TASK REQUIREMENTS: Read through the entries below and return each line with the word "checkoutCmd".

DATA FOR ANALYSIS:
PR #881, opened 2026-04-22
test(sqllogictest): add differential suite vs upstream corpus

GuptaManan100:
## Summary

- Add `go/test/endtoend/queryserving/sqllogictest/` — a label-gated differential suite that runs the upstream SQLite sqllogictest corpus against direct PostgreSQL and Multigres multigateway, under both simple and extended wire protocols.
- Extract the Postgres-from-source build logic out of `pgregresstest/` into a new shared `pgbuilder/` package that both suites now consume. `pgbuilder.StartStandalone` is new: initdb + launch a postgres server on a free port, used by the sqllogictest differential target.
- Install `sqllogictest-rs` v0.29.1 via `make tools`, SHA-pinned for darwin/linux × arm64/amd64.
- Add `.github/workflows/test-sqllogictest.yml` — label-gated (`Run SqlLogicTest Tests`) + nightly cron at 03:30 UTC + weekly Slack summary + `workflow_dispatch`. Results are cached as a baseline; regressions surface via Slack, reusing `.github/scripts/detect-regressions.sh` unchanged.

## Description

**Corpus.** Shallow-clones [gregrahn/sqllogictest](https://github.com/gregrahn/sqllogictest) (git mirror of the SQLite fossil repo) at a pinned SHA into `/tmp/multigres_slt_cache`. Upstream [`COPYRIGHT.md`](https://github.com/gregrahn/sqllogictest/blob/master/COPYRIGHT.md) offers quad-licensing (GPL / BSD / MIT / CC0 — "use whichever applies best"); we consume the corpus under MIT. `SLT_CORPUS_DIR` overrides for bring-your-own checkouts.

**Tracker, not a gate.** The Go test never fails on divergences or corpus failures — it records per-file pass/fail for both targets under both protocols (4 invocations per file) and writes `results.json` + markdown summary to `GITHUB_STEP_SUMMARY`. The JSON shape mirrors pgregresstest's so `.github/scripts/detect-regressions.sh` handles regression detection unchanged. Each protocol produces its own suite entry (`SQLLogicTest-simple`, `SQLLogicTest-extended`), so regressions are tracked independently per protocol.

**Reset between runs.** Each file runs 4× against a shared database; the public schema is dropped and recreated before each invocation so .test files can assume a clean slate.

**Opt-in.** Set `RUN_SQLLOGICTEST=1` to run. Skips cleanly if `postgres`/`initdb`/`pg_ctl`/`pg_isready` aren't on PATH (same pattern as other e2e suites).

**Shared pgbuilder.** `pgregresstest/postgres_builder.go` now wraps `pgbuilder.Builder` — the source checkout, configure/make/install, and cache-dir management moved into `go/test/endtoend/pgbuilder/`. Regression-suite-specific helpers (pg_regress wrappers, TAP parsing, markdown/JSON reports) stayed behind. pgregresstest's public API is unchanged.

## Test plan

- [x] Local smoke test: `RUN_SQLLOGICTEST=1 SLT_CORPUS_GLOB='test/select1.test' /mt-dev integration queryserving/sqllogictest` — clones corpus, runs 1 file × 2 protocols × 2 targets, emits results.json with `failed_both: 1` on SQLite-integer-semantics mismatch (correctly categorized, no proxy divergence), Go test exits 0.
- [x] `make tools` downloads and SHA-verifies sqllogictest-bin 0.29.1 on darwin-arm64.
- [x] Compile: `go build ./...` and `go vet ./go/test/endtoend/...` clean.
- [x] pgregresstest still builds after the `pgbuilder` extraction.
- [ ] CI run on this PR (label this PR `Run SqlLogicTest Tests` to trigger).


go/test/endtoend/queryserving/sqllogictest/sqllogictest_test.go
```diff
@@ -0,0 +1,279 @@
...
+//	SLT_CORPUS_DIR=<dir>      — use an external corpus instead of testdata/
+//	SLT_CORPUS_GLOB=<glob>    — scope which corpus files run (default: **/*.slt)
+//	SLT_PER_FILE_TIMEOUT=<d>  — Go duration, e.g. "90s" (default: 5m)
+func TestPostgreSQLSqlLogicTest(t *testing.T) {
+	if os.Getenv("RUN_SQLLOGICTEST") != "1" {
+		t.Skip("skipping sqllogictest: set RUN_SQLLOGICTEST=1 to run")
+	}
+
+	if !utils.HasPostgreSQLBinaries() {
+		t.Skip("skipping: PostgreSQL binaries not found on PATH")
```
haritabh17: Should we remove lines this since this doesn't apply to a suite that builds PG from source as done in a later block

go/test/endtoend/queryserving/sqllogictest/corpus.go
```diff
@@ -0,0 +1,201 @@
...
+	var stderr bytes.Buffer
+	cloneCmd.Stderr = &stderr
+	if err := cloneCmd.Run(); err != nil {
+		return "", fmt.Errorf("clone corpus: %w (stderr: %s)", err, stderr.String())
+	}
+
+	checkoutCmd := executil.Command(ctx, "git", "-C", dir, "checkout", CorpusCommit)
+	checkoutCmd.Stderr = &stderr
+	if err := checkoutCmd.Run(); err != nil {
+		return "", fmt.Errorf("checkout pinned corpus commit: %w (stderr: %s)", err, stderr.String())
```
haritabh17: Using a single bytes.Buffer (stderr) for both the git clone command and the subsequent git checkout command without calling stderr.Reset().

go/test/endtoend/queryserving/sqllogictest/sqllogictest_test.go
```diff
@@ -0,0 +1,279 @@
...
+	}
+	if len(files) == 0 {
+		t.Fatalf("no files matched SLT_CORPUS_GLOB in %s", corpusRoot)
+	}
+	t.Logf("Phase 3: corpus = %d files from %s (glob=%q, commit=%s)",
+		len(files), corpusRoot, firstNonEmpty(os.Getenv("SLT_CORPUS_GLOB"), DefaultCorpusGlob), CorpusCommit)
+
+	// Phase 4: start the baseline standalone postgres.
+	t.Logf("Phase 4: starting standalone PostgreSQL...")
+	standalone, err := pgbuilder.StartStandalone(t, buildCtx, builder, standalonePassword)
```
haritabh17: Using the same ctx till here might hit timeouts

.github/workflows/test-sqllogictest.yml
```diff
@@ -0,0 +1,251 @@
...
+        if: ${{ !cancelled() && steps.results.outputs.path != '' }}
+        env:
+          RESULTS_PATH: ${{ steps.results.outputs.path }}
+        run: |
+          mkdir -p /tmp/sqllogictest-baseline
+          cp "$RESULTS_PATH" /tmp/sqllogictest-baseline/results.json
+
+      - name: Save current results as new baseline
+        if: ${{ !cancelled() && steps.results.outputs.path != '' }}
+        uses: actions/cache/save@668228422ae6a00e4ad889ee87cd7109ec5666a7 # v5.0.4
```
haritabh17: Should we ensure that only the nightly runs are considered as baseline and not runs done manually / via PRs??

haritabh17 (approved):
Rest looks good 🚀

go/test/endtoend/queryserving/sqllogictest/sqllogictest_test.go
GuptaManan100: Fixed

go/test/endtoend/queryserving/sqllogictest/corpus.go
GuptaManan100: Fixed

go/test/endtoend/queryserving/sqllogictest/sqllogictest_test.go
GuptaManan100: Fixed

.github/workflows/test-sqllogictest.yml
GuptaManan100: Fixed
...
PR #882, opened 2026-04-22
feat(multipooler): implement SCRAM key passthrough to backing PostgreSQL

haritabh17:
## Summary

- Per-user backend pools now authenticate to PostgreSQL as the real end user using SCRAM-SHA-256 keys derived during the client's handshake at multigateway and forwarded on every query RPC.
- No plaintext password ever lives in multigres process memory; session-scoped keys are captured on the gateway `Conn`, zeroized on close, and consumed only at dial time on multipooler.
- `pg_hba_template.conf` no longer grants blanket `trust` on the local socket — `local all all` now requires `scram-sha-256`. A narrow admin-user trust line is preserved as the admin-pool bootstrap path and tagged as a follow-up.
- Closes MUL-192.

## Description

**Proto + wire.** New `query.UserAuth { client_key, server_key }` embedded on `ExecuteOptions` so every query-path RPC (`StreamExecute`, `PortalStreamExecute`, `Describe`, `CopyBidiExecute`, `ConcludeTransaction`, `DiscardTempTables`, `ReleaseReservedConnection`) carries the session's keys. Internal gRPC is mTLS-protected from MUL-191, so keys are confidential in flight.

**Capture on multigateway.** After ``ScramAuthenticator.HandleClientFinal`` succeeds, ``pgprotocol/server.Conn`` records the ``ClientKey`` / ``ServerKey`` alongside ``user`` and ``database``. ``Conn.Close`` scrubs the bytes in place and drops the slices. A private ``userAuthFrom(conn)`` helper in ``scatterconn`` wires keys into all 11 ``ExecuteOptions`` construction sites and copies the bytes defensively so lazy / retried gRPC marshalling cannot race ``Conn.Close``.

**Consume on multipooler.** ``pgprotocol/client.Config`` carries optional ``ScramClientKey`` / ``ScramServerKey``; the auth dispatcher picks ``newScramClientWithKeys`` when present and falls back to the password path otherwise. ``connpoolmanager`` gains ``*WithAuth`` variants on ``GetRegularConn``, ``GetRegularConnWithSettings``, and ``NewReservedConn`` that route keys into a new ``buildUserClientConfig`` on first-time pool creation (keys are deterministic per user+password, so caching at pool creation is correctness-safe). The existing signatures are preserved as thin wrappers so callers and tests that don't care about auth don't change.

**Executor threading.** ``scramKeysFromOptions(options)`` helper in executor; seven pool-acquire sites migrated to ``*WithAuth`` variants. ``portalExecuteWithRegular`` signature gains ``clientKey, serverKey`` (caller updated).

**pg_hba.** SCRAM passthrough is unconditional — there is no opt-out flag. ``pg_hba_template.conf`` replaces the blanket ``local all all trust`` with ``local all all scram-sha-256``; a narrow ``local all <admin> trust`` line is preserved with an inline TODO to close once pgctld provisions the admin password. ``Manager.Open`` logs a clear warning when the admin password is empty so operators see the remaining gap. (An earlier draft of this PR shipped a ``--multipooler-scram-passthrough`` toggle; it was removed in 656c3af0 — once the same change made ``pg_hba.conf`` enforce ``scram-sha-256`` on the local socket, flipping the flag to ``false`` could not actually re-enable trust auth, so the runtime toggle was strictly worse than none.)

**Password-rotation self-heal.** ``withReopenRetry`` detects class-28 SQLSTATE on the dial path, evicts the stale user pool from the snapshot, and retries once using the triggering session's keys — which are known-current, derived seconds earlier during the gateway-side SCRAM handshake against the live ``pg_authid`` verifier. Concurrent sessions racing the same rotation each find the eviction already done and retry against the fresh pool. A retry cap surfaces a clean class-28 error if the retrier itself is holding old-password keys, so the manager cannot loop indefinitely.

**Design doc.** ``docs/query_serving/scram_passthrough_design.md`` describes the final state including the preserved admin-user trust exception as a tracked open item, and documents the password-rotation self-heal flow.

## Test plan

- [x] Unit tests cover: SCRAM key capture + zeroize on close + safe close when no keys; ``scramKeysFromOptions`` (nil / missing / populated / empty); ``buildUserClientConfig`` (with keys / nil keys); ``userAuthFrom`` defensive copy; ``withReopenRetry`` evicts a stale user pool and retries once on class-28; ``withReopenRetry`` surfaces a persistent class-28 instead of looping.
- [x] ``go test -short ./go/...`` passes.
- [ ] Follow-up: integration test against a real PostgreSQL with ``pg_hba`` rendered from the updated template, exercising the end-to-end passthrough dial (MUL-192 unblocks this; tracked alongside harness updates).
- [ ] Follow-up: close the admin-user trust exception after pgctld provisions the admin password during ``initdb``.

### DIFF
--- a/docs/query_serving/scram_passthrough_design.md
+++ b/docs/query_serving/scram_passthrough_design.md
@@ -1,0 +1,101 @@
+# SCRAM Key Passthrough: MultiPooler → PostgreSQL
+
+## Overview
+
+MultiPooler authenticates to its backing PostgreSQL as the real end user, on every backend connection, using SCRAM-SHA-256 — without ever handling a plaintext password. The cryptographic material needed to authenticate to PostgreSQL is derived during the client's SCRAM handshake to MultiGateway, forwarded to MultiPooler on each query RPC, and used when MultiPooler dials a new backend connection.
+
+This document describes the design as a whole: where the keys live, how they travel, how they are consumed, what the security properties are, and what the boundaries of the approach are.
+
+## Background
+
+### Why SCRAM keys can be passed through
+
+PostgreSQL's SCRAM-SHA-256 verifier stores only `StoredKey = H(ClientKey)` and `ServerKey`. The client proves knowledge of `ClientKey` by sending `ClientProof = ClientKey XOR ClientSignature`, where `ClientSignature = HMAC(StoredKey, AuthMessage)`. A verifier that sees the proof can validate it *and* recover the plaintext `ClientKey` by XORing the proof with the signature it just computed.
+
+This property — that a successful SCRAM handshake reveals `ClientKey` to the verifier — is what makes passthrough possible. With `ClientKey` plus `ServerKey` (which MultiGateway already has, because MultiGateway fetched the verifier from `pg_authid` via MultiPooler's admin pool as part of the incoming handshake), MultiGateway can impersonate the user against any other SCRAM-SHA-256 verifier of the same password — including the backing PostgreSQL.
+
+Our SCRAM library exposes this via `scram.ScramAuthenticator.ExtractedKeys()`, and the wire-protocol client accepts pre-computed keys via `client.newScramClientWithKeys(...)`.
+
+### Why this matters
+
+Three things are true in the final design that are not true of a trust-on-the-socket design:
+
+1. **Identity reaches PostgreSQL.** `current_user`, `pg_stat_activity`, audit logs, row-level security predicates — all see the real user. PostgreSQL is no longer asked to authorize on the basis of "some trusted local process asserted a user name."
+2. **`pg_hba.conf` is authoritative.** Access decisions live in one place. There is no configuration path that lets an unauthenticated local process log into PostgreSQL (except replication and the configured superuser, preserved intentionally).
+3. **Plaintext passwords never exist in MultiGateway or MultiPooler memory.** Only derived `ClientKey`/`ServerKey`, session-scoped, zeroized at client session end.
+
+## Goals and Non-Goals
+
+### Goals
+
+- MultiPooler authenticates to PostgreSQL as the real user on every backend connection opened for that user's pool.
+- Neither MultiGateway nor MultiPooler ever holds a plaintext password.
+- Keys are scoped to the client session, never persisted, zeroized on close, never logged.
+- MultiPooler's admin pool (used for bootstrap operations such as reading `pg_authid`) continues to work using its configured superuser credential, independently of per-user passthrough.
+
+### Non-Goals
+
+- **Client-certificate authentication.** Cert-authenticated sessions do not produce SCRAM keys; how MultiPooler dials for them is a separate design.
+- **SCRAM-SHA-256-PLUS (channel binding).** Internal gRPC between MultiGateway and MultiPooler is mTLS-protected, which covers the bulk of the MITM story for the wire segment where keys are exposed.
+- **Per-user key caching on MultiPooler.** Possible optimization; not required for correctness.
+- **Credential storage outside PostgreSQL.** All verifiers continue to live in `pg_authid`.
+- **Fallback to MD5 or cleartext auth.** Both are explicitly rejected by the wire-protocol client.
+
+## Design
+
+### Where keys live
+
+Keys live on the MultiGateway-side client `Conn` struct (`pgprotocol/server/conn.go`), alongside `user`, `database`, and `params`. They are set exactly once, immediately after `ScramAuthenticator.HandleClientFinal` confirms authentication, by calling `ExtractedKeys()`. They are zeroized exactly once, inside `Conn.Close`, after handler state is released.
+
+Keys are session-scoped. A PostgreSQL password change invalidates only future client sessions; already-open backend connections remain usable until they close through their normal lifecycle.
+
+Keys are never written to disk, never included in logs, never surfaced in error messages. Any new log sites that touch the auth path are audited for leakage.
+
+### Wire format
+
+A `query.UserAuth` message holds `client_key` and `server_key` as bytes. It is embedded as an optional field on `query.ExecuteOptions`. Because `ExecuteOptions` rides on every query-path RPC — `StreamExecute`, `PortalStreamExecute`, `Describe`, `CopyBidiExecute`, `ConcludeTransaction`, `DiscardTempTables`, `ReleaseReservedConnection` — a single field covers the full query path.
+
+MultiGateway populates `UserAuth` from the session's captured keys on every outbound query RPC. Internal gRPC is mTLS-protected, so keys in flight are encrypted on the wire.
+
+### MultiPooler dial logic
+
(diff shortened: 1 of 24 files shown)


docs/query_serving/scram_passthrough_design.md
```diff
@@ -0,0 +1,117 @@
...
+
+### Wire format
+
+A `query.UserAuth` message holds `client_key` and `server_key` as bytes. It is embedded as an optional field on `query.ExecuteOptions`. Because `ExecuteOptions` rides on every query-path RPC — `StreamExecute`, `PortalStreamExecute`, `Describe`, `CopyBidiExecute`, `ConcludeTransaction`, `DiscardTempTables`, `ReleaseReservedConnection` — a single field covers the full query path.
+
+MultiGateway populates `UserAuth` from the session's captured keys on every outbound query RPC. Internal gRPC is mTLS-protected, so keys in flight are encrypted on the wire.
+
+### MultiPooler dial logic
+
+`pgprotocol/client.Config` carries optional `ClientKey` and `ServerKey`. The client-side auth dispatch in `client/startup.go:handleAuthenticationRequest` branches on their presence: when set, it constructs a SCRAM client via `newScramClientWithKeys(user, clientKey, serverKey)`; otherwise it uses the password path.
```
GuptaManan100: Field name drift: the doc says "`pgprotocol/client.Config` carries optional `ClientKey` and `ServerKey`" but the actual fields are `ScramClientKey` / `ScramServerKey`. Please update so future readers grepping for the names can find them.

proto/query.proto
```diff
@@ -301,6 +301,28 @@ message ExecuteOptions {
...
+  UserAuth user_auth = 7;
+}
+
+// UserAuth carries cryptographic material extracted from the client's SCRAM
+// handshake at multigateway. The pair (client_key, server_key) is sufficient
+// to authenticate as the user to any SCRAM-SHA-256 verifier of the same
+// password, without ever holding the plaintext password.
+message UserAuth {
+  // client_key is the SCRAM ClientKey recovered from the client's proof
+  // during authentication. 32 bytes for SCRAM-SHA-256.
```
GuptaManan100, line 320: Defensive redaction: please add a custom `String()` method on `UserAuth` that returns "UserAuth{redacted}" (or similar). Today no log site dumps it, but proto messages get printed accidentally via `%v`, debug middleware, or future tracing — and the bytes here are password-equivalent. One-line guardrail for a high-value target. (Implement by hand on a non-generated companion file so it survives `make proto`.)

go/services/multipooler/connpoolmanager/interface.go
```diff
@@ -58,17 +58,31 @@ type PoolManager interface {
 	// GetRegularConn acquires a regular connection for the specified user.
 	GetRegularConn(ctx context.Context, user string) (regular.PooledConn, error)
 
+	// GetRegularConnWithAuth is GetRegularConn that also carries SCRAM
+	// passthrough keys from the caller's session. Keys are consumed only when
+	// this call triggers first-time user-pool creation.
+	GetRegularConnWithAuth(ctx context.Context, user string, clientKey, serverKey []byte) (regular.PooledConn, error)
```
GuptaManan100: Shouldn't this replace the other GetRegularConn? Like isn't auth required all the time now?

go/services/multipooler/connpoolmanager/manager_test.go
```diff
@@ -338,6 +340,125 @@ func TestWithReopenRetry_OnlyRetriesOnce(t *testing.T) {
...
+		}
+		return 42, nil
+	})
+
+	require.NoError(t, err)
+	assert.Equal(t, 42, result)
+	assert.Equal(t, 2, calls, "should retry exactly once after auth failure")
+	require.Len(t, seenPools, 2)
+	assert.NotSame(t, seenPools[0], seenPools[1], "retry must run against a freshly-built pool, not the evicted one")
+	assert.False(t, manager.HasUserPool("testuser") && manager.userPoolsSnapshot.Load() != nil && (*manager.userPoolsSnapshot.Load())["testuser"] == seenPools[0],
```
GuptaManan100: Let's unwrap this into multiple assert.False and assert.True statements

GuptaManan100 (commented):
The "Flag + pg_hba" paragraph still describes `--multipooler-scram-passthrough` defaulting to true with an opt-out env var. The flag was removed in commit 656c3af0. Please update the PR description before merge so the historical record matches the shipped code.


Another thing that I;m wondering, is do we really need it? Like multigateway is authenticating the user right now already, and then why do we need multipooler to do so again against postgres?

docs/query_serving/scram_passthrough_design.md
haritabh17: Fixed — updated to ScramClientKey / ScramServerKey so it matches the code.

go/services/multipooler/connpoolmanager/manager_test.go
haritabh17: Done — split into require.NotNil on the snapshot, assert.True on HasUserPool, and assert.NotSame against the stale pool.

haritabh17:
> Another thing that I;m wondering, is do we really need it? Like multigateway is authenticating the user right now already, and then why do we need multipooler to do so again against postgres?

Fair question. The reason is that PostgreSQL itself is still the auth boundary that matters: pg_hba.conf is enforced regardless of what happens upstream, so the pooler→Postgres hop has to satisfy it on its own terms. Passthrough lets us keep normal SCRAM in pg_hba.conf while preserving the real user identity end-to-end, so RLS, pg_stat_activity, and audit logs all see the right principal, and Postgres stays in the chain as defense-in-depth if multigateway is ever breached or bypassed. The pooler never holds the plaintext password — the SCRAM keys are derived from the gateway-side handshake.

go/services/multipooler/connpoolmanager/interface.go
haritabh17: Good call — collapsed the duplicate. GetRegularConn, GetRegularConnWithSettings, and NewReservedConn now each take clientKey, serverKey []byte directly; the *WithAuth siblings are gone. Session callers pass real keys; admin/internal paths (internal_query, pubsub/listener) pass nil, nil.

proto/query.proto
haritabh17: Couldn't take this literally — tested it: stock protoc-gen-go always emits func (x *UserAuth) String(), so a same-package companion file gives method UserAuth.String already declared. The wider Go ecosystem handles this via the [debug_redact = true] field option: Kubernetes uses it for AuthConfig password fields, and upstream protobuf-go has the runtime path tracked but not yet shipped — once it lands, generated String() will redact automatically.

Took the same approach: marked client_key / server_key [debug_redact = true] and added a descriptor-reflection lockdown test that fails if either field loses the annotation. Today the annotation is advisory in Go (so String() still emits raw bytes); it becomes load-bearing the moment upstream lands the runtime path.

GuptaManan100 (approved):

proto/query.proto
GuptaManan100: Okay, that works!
--
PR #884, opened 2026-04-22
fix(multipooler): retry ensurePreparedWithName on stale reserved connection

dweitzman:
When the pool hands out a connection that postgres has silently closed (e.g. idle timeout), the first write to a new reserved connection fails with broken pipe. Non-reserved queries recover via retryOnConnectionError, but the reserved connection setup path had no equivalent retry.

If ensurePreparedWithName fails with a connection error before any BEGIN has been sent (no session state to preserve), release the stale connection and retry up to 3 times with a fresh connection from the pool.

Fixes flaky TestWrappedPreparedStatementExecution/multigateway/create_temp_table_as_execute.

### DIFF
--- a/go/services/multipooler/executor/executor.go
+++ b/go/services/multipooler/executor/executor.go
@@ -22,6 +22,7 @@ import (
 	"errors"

ANSWER AREA:
+	checkoutCmd := executil.Command(ctx, "git", "-C", dir, "checkout", CorpusCommit)
+	checkoutCmd.Stderr = &stderr
+	if err := checkoutCmd.Run(); err != nil {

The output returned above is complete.